No public proof-of-concept exploit is currently listed in Exploit-DB or CISA's Known Exploited Vulnerabilities catalog. See the Lorikeet Security Blog on CVE-2026-48691 for additional technical details.
Detection Methods for CVE-2026-48691
Indicators of Compromise
- FastNetMon process crashes or unexpected restarts coinciding with BGP session activity
- Heap corruption signatures in core dumps from the fastnetmon binary
- BGP UPDATE messages emitted by FastNetMon containing malformed or truncated AS_PATH attributes
- Unexpected outbound network connections originating from the FastNetMon host
Detection Strategies
- Inspect FastNetMon binaries and confirm the installed version against 1.2.9 or earlier using fastnetmon --version
- Monitor BGP peering sessions for FastNetMon-originated UPDATE messages containing AS_PATH segments with 64 or more ASNs
- Enable AddressSanitizer or heap protection in test deployments to surface overflow conditions during fuzzing
Monitoring Recommendations
- Forward FastNetMon syslog output and BGP daemon logs to a centralized analytics platform for anomaly review
- Alert on repeated FastNetMon process restarts or SIGSEGV signals captured by systemd journal entries
- Track configuration changes that increase the number of ASNs prepended to announced prefixes
How to Mitigate CVE-2026-48691
Immediate Actions Required
- Restrict BGP peering of FastNetMon instances to trusted upstream routers using access control lists
- Limit AS_PATH lengths announced by FastNetMon to fewer than 64 ASNs through configuration policy
- Isolate FastNetMon hosts on dedicated management networks to reduce attacker reachability
- Monitor the FastNetMon GitHub repository for an official patched release
Patch Information
At the time of publication, no fixed version is referenced in the NVD record.

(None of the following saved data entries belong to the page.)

PR #7600, opened 2020-08-19
Fix Issue 14224 - std.range chunks of variable chunk sizes

AsterMiha:


std/range/package.d
```diff
@@ -8606,6 +8606,302 @@ if (isForwardRange!Source && hasLength!Source)
...
+If the source range is shorter than the sum of the sizes, only the sizes that
+cover the range will be used. In case the last available elements of the source
+range don't reach the specified size, the chunk will only contain those elements.
+
+Params:
+    source = range from which the chunks will be selected
+    chunkSizes = range specifying the size of each chunk
+*/
+struct VarChunks(Source, Sizes)
+if (isInputRange!Source && isInputRange!Sizes && isIntegral!(ElementType!Sizes))
```
MoonlightSentinel, line 8622: Why limit this to plain integrals?
```suggestion
if (isInputRange!Source && isInputRange!Sizes && is(ElementType!Sizes : size_t))
```

std/range/package.d
```diff
@@ -8606,6 +8606,302 @@ if (isForwardRange!Source && hasLength!Source)
...
+        {
+
+            auto opIndex(size_t index)
+            {
+                size_t start = 0;
+                size_t size;
+                Sizes sizesCopy = _chunkSizes.save();
+                while (index)
+                {
+                    start += sizesCopy.front();
```
MoonlightSentinel, line 8694: `sizeCopy` might be empty before `index` is `0`

std/range/package.d
```diff
@@ -8606,6 +8606,302 @@ if (isForwardRange!Source && hasLength!Source)
...
+                return length;
+            }
+
+        static if (hasSlicing!Source && hasSlicing!Sizes)
+        {
+
+            auto opIndex(size_t index)
+            {
+                size_t start = 0;
+                size_t size;
```
MoonlightSentinel, line 8690: Declare variables on first use. Ditto below

std/range/package.d
```diff
@@ -8606,6 +8606,302 @@ if (isForwardRange!Source && hasLength!Source)
...
+                    sizesCopy.popFront();
+                    index--;
+                }
+                size = sizesCopy.front();
+
+                static if (isInfinite!Source)
+                    return _source[start..(start+size)];
+                else
+                {
+                    size_t len = _source.length;
```
MoonlightSentinel, line 8704: Use `const` wherever possible

std/range/package.d
```diff
@@ -8606,6 +8606,302 @@ if (isForwardRange!Source && hasLength!Source)
...
+
+If the source range is shorter than the sum of the sizes, only the sizes that
+cover the range will be used. In case the last available elements of the source
+range don't reach the specified size, the chunk will only contain those elements.
+
+Params:
+    source = range from which the chunks will be selected
+    chunkSizes = range specifying the size of each chunk
+*/
+struct VarChunks(Source, Sizes)
```
MoonlightSentinel, line 8621:
```suggestion
private struct VarChunks(Source, Sizes)
```

std/range/package.d
```diff
@@ -8606,6 +8606,302 @@ if (isForwardRange!Source && hasLength!Source)
...
+
+                _source = _source[0..(start-lastSize)];
+            }
+        }
+
+    private:
+        Source _source;
+        Sizes _chunkSizes;
+    }
+    else static if (isIntegral!(ElementType!Sizes))
```
MoonlightSentinel, line 8788: Redundant to the template constraint

std/range/package.d
```diff
@@ -8606,6 +8606,302 @@ if (isForwardRange!Source && hasLength!Source)
...
+
+        private this(Source r, Sizes s)
+        {
+            impl = RefCounted!Impl(r, s, r.empty ? 0 : (s.empty ? 0 : s.front));
+        }
+
+        @property bool empty() { return impl.r.empty || impl.s.empty; }
+        @property Chunk front() return { return Chunk(impl); }
+
+        void popFront()
```
MoonlightSentinel, line 8824: This `popFront` implementation invalidates the last returned `front` while the previous version probably keeps the last element valid. That is quite dangerous and should at least be documented.

std/range/package.d
```diff
@@ -8606,6 +8606,302 @@ if (isForwardRange!Source && hasLength!Source)
...
+            if (!impl.r.empty && !impl.s.empty)
+            {
+                impl.s.popFront();
+                impl.curSizeLeft = impl.s.front;
+            }
+            else
+                impl.curSizeLeft = 0;
+        }
+
+        static assert(isInputRange!(typeof(this)));
```
MoonlightSentinel, line 8836: This is always true

std/range/package.d
```diff
@@ -8606,6 +8606,302 @@ if (isForwardRange!Source && hasLength!Source)
...
+    }
+}
+
+VarChunks!(Source, Sizes) varChunks(Source, Sizes)(Source source, Sizes chunkSizes)
```
MoonlightSentinel, line 8840: The name is bad, I think it should simply become another overload of `chunks`

std/range/package.d
```diff
@@ -8606,6 +8606,302 @@ if (isForwardRange!Source && hasLength!Source)
...
+if (isInputRange!Source && isInputRange!Sizes && isIntegral!(ElementType!Sizes))
+{
+    return typeof(return)(source, chunkSizes);
+}
+
+@safe unittest
```
MoonlightSentinel, line 8846: Documentation examples require a leading `///`
```suggestion
///
@safe unittest
```

std/range/package.d
MoonlightSentinel: Also needs a detailed DDoc comment

std/range/package.d
```diff
@@ -8606,6 +8606,302 @@ if (isForwardRange!Source && hasLength!Source)
...
+                else
+                    return _source.empty;
+            }
+            else
+                enum empty = false;
+
+        @property auto front()
+        {
+            assert(!_source.empty, "Attempting to fetch the front of an empty VarChunks");
+            assert(!_chunkSizes.empty, "Not enough chunkSizes to create more VarChunks");
```
MoonlightSentinel, line 8647: These messages are pretty implementation-specific, maybe condense it for users.
```suggestion
            assert(!empty, "Attempting to fetch the front of an empty range");
```

std/range/package.d
```diff
@@ -8606,6 +8606,302 @@ if (isForwardRange!Source && hasLength!Source)
...
+    assert(chunks.empty == false);
+    assert(array(chunks[1 .. 3]) == [[2, 3], [4, 5, 6]]);
+    assert(equal(retro(array(chunks)), array(retro(chunks))));
+    static assert(isRandomAccessRange!(typeof(chunks)));
+}
+
+@safe unittest
+{
+    import std.algorithm.comparison : equal;
+    auto source = [1, 2, 3, 4, 5, 6, 7, 8, 9];
```
MoonlightSentinel, line 8868: Needs a test for excess elements in `_source`

MoonlightSentinel (commented):
Rough first review

std/range/package.d
```diff
@@ -8606,6 +8606,302 @@ if (isForwardRange!Source && hasLength!Source)
...
+            _source = source;
+            _chunkSizes = chunkSizes;
+        }
+
+        // Input range primitives
+        static if (!isInfinite!(Source))
+            @property bool empty()
+            {
+                static if (!isInfinite!(Sizes))
+                    return _source.empty || _chunkSizes.empty;
```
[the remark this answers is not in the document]
AsterMiha: I was thinking that if not enough sizes are provided then the rest of the elements are not needed. But it might be a better idea to just make a chunk out of all the remaining elements so that those are not simply lost.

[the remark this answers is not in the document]
MoonlightSentinel: That sounds like a more sensible approach and it also matches the existing `chunks` behaviour (which will return a smaller chunk if there are not enough remaining elements)

AsterMiha:
Should chunks of size 0 be allowed? At the moment, they can be added but when popBack removes a non empty chunk next to an empty one that one dissappears as well.

wilzbach (commented):
Hi, thanks a lot for your PR!
I added a few smaller comments, here are a few high-level points
- [x] changelog entry
- [x] range operations should be in O(1)
- [x] the documentation is hard to read and I would recommend to use a better name than "sizes range"
- [x] new functions should use Voldemort types
- [ ] new functions should be fully covered (see e.g. https://codecov.io/gh/dlang/phobos/compare/bf258e56f2dbc28cf810e9329a0696afbe114907...fc330a87850596023983b0627486772a793b1e3f/diff)
- [x] ddoc build fails (DAuotTest), because the new public `chunks` overload is undocumented. This should be fixed when you move the documentation to `chunks` and set `Chunks` to `private`.

std/range/package.d
```diff
@@ -8606,6 +8606,380 @@ if (isForwardRange!Source && hasLength!Source)
...
+            }
+
+        static if (hasSlicing!Source && (isInfinite!Source || hasLength!(Source)))
+        {
+            auto opIndex(size_t index)
+            {
+                size_t start = 0;
+                Sizes sizesCopy = _chunkSizes.save();
+
+                while (index && !sizesCopy.empty)
```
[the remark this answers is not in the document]
AsterMiha: For opIndex and opSlice all of the first index lengths are needed to get the right slice from the source range so I can't see how this could become O(1). However I can change the behaviour a bit so length, back and popBack become faster: when source doesn't have enough elements, instead of ignoring the last given lengths an empty chunk will be formed. This way the range will have the same length as chunkSizes so instead of changing the source at popBack I can just remove the last length. Would that be alright? Or would it be better to just remove these operations and keep the current behaviour?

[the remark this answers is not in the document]
wilzbach: I would (personally) remove these operations as it can have undesirable side-effects as it's easy to loose the overhead cost in generic algorithms.
However, as there are two sides to this argument and I would recommend to open a discussion in the general NG (aka Forum) and ask for opinions on this issue.
(Maybe there are other historic precedents, but IIRC so far everything in std.range does O(1) operations.)

wilzbach:
> Should chunks of size 0 be allowed? At the moment, they can be added but when popBack removes a non empty chunk next to an empty one that one dissappears as well.

I don't see a valid reason to use them. So I think it's better to be conservative and disallow as it's easier to enable a feature when asked for them disable it. The documentation should mention it though.

schveiguy:
Regarding the opIndex controversy: O(1) is expected, but I think anything sub-linear should be acceptable. However, in this case, this is not sub-linear. I'm not sure that the addition of opIndex is worth it (one can use popFrontN for lower-performance indexing), but it's not a clear cut decision either.

Consider that something like `chain(a[0 .. 4], a[4 .. $])` is going to allow opIndex, and will perform EXACTLY as well as `a.chunks(only(4, a.length-4))` does when indexing. The complexity (technically) is O(x) where x is the number of ranges in the chain, or the number of elements in the chunk size list. But with chain, of course, the number of chained ranges is a constant. So does that mean we can get away with it?

Another possibility here is to take the indexes that end each chunk instead of the sizes of each chunk, which would provide O(1) indexing. In other words, someRange.chunked(only(1, 2, 3)) becomes someRange.chunked(only(1, 3, 6)). One could still use the original concept via:

```D
auto r = somerange.chunked(sizes.cumulativeFold!("a + b")); // no opIndex
auto r = somerange.chunked(sizes.cumulativeFold!("a + b").array); // opIndex support, but allocates
```

You would have to assert that the "index" range is strictly increasing. Also, obviously, ranges that don't support random access cannot support opIndex when chunked this way.

AndrejMitrovic:
Why does the API take a range of indices, instead of a range of lengths? `chunks` itself takes a length, it seems odd to add a variable-sized overload but now the user needs to manually calculate the indices. It makes for an awkward API.

I would expect something like this to work:

```D
int[] arr = [1, 2, 3, 4, 5, 6, 7, 8];
assert(array(chunks(source, 4) == [[1, 2, 3, 4], [5, 6, 7, 8]]);
assert(array(chunks(source, [1, 2, 3])) == [[1], [2, 3], [4, 5, 6]]);
assert(array(chunks(source, 2.repeat(3))) == [1, 2], [3, 4], [5, 6]));
```

See how well it composes with other range functions? This would be very hard to replicate if we're forced to use indices instead.

std/range/package.d
```diff
@@ -8606,6 +8606,385 @@ if (isForwardRange!Source && hasLength!Source)
...
+
+            /// Ditto
+            @property auto front()
+            {
+                assert(!empty, "Attempting to fetch the front of an empty range");
+
+                if (_endIndexes.empty && !_source.empty)
+                    return _source.save;
+
+                assert(_endIndexes.front != 0, "Attempting to create a chunk of length 0");
```
schveiguy, line 8668: This assert doesn't take into account the offset. In any case, I don't actually see a problem with having 0 length chunks when the sizes are variable. Really, you should assert that `_endIndexes.front >= _offset`

std/range/package.d
```diff
@@ -8606,6 +8606,385 @@ if (isForwardRange!Source && hasLength!Source)
...
+                assert(!empty, "Attempting to popFront an empty range");
+
+                // source range is longer than index
+                if (_endIndexes.empty && !_source.empty)
+                {
+                    _isEmpty = true;
+                    return;
+                }
+
+                _source.popFrontN(_endIndexes.front()-_offset);
```
schveiguy, line 8685: protect this line with `assert(_endIndexes.front >= _offset)`. Also, remove the parentheses for front

std/range/package.d
```diff
@@ -8606,6 +8606,385 @@ if (isForwardRange!Source && hasLength!Source)
...
+            @property auto front()
+            {
+                assert(!empty, "Attempting to fetch the front of an empty range");
+
+                if (_endIndexes.empty && !_source.empty)
+                    return _source.save;
+
+                assert(_endIndexes.front != 0, "Attempting to create a chunk of length 0");
+
+                return _source.save.take(_endIndexes.front()-_offset);
```
schveiguy, line 8670: remove parentheses from `front` call. A range can have a non-function front member.

std/range/package.d
```diff
@@ -8606,6 +8606,385 @@ if (isForwardRange!Source && hasLength!Source)
...
+
+                // source range is longer than index
+                if (_endIndexes.empty && !_source.empty)
+                {
+                    _isEmpty = true;
+                    return;
+                }
+
+                _source.popFrontN(_endIndexes.front()-_offset);
+                _offset = _endIndexes.front();
```
schveiguy, line 8686: Remove front parantheses.

std/range/package.d
```diff
@@ -8606,6 +8606,385 @@ if (isForwardRange!Source && hasLength!Source)
...
+            {
+                return typeof(this)(_source, _endIndexes, _offset);
+            }
+
+            static if (isInfinite!Source && hasLength!Indexes)
+            /// Length is only provided for infinite sources, when hasLength!Indexes is true
+                @property size_t length()
+                {
+                    return _endIndexes.length + 1;
+                }
```
schveiguy, line 8711: length should be provided for `hasLength!Indexes && hasLength!Source && isBidirectionalRange!Indexes`

std/range/package.d
```diff
@@ -8606,6 +8606,385 @@ if (isForwardRange!Source && hasLength!Source)
...
+                {
+                    assert(index<=_endIndexes.length, "Chunks index out of bounds");
+
+                    const size_t startIndex = (index == 0 ? 0 : _endIndexes[index-1] - _offset);
+
+                    static if (hasLength!Source)
+                        assert(startIndex<=_source.length, "Chunks index out of bounds");
+
+                    if (index == _endIndexes.length)
+                        return _source[startIndex .. $];
```
schveiguy, line 8729: This is tricky, because if your indexes end exactly at the end of the source, then opIndex is providing an empty range at the end of the range, when normal iteration would not.

I'm wondering if a private `_hasTail` property, which is true when there are extra elements past the last index are present, could be helpful for these corner cases.

std/range/package.d
```diff
@@ -8606,6 +8606,385 @@ if (isForwardRange!Source && hasLength!Source)
...
+
+                    static if (hasLength!Source)
```
schveiguy, line 8731: Took me a bit to realize that this can only be false if Source is infinite. Maybe add a comment.

std/range/package.d
```diff
@@ -8606,6 +8606,385 @@ if (isForwardRange!Source && hasLength!Source)
...
+                    else
+                        const size_t endIndex = _endIndexes[index] - _offset;
+
+                    return _source[startIndex .. endIndex];
+                }
+
+                /// Ditto
+                auto opSlice(size_t lower, size_t upper)
+                {
+                    assert(lower <= upper, "Start index must be lower than end index");
```
schveiguy, line 8745: "lower than or equal to"

std/range/package.d
```diff
@@ -8606,6 +8606,385 @@ if (isForwardRange!Source && hasLength!Source)
...
+                    assert(lower <= _endIndexes.length+1 && upper <= _endIndexes.length+1,
+                        "Chunks index out of bounds");
```
schveiguy, line 8747: You should have a `length` member always in this set of circumstances (I think), and check that instead. See trickiness I cited above.

std/range/package.d
```diff
@@ -8606,6 +8606,385 @@ if (isForwardRange!Source && hasLength!Source)
...
+
+                    if (lower == upper || lower == _endIndexes.length+1)
+                        return Chunks(_source[$ .. $], _endIndexes[$ .. $]);
```
schveiguy, line 8750: I think remove this part. The rest should take care of the empty case on its own.

schveiguy:
Because using lengths means indexing features are not available. You can always use sizes instead, by making a range that builds the indexes instead (see my comment above).

std/range/package.d
```diff
@@ -8606,6 +8606,385 @@ if (isForwardRange!Source && hasLength!Source)
...
+                        const size_t endIndex = min(_endIndexes[upper-1] - _offset, source.length);
+                    }
+                    else
+                        const size_t endIndex = _endIndexes[upper-1] - _offset;
+
+                    return Chunks(_source[startIndex .. endIndex], _endIndexes[lower .. upper-1], startIndex);
+                }
+            }
+
+            // Used when slicing to avoid taking extra elements
```
schveiguy, line 8770: I'm not understanding why this is needed. Can you give an example?

std/range/package.d
```diff
@@ -8606,6 +8606,385 @@ if (isForwardRange!Source && hasLength!Source)
...
+
+            void popFront()
+            {
+                if (impl.endIndexes.empty)
+                {
+                    tookLastChunk = true;
+                    return;
+                }
+
+                impl.curSizeLeft -= impl.source.popFrontN(impl.curSizeLeft) - offset;
```
schveiguy, line 8847: I think the subtraction of offset is not correct here. Doesn't `curSizeLeft` denote the amount left in the chunk?

std/range/package.d
```diff
@@ -8606,6 +8606,385 @@ if (isForwardRange!Source && hasLength!Source)
...
+                if (!impl.source.empty && !impl.endIndexes.empty)
+                {
+                    offset = impl.endIndexes.front;
```
schveiguy, line 8850: This is the only place offset is set. It's only used (IMO) erroneously above, and just below. I think it probably doesn't need to be a member of the struct.

schveiguy (changes requested):
Much nicer I think with indexes vs. lengths. More possibilities.

std/range/package.d
schveiguy: Actually, I can't see any reason to reassign to impl.curSizeLeft. If popFrontN succeeds in popping off N elements, it will be set to 0. If it doesn't pop that many off, then the source is empty, and curSizeLeft is irrelevant.

std/range/package.d
AsterMiha: I was thinking of this case: when the source range is longer than the last index provided and the requested slice should end just before the chunk containing the extra elements:
source = [1, 2, 3, 4, 5]
indexes = [1, 2, 3]
chunks[1 .. 3] should be [[2], [3]]
But since the whole range is supposed to also include one last chunk with the extra items, when returning the new range without specifying the needed length chunks[1 .. 3] would turn into [[2], [3], [4, 5]]. This should only be a problem when hasLength!Source and isInfinite!Source are both false since in this case we can't check if the end index is still in range. Actually it might be safer to only allow indexing in these two cases.

schveiguy: Ah, ok, I get it. I think all you need is a boolean saying whether the tail should be returned.

schveiguy: Please include this example in the unittests (if not already).

AndrejMitrovic:
@schveiguy 

> Because using sizes means indexing features are not available. You can always use sizes instead, by making a range that builds the indexes from your sizes (see my comment above).

Alright, that works. But could we make it an overload (perhaps with a different name, not an overload) to take sizes? It's not going to be obvious at the call site what `cumulativeFold` does.

schveiguy:
> But could we make it an overload

Yeah, I'm actually thinking a compile-time parameter flag that indicates the parameters are sizes or indexes (defaulted to sizes, because that is what most will expect).

RazvanN7:
ping @AsterMiha

RazvanN7:
@AsterMiha Any chance on taking this to the finish line?

AsterMiha:
> @AsterMiha Any chance on taking this to the finish line?

I'll work on it next week. Thanks for reminding me!

std/range/package.d
```diff
@@ -8578,6 +8578,503 @@ if (isForwardRange!Source && hasLength!Source)
...
+        }
+    }
+
+    return Chunks(source, partitioners);
+}
+
+/// The Partitioners range contains the desired lengths of the chunks
+struct ByLength;
+/// The Partitioners range contains the end indexes of each chunk
+struct ByIndex;
```
RazvanN7, line 8846: Maybe these should documented enum values? (currently the style tester sees them as undocumented/untested public symbols)

std/range/package.d
```diff
@@ -8578,6 +8578,517 @@ if (isForwardRange!Source && hasLength!Source)
...
+                }
+            }
+        }
+    }
+
+    return Chunks(source, partitioners);
+}
+
+/// The mode of partitioning a given range
+enum Partitioning {
```
RazvanN7, line 8846: I think that this enum should be put above the chunks declarations. That will probably get rid of the style checker error:

```
std/range/package.d(8607:6)[warn]: Public declaration 'chunks' has no documented example.
```

RazvanN7:
cc @atilaneves as this is a new addition to phobos.

std/range/package.d
AsterMiha: If I just move the enum the error will simply move.
I also added a short example to avoid that.

RazvanN7:
@atilaneves I have fixed the changelog. Is there anything else blocking this PR?

atilaneves:
> @atilaneves I have fixed the changelog. Is there anything else blocking this PR?

Seems to me there are many unaddressed comments.

RazvanN7:
Which ones are you referring to? I haven't seen any. As far as I can see the code comments have been resolved.

schveiguy:
Hm... I'd have to take another look. This has been a while, I have to try and remember what exactly is happening here. Can't at the moment, but later this week. Send me a ping if you don't hear from me.

RazvanN7:
ping @schveiguy

std/range/package.d
schveiguy: This seems moot at this point.

std/range/package.d
schveiguy: Moot.

std/range/package.d
schveiguy: Still not addressed. Would add that the mode has to be `ByIndex`.

std/range/package.d
```diff
@@ -8578,6 +8578,529 @@ if (isForwardRange!Source && hasLength!Source)
...
+                {
+                    _isEmpty = true;
+                    return;
+                }
+
+                assert(_partitioners.front > _offset);
+                _source.popFrontN(_partitioners.front - _offset);
+                static if (partitionType == Partitioning.ByIndex)
+                    _offset = _partitioners.front;
+                _partitioners.popFront();
```
schveiguy, line 8686: It's completely unclear to me how this takes into account the ByLength and ByIndex difference. Can you explain how this works? Does `_offset` stay 0 for the entire time if ByLength is used? If so, this is terrible design for saving a few static ifs (plus the compiler isn't going to be able to optimize out the subtraction).

I also don't understand why we seem to be forbidding zero-sized chunks.

schveiguy (commented):
Sorry to say I'm extremely confused about the semantics on this. I almost think this should be abandoned and rewritten.

Originally, the code was by index only, with a documented mechanism on how to use a range of lengths to generate the desired indexes.

In addition, the handling of running out of source or partitioning elements leads to lots of confusion.

Thinking of practical uses, you probably want to have a partitioning list that you may want to apply to various lengths of elements. This requires fuzzy borders, and what to do at the end isn't necessarily clear. Maybe the following set of rules:

1. zero length chunks should be allowed. (disallowing this is an unnecessary special case)
2. Indexes are all end points, with an assumed beginning index of 0 for the first chunk.
3. Indexes beyond the length will return the rest of the range. Indexes past that endpoint will not generate chunks.
3. Trailing data is not ever returned if the partitioning range ends early. One can always do `chain(endpoints, only(size_t.max))`
4. Length mode should be implemented as I described by wrapping with a cumulative_fold, and the semantics that follow from that.

If I can find some time, I might reimplement. But very busy at the moment.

Administrators should track the upstream BGP Protocol Header source file for commits that change the attribute_length and path_segment_length field types from uint8_t to a wider integer type, and apply the resulting release as soon as it is published.
Workarounds
- Disable the IPv4 unicast BGP announce feature in FastNetMon if it is not required for operations
- Apply BGP inbound and outbound filters on peer routers to drop AS_PATH attributes longer than 63 ASNs
- Run FastNetMon under a memory-hardened allocator and with non-root privileges to limit overflow impact
# Configuration example: restrict BGP peers and disable announce if unused
# /etc/fastnetmon.conf
gobgp_announce_host_ipv4_prefix = off
gobgp_announce_attack_ipv4_prefix = off
# Router-side AS_PATH length filter (Cisco IOS example)
route-map FNM-IN deny 10
match as-path 99
ip as-path access-list 99 permit .*(_[0-9]+){64,}.*
Disclaimer: This content was generated using AI. While we strive for accuracy, please verify critical information with official sources.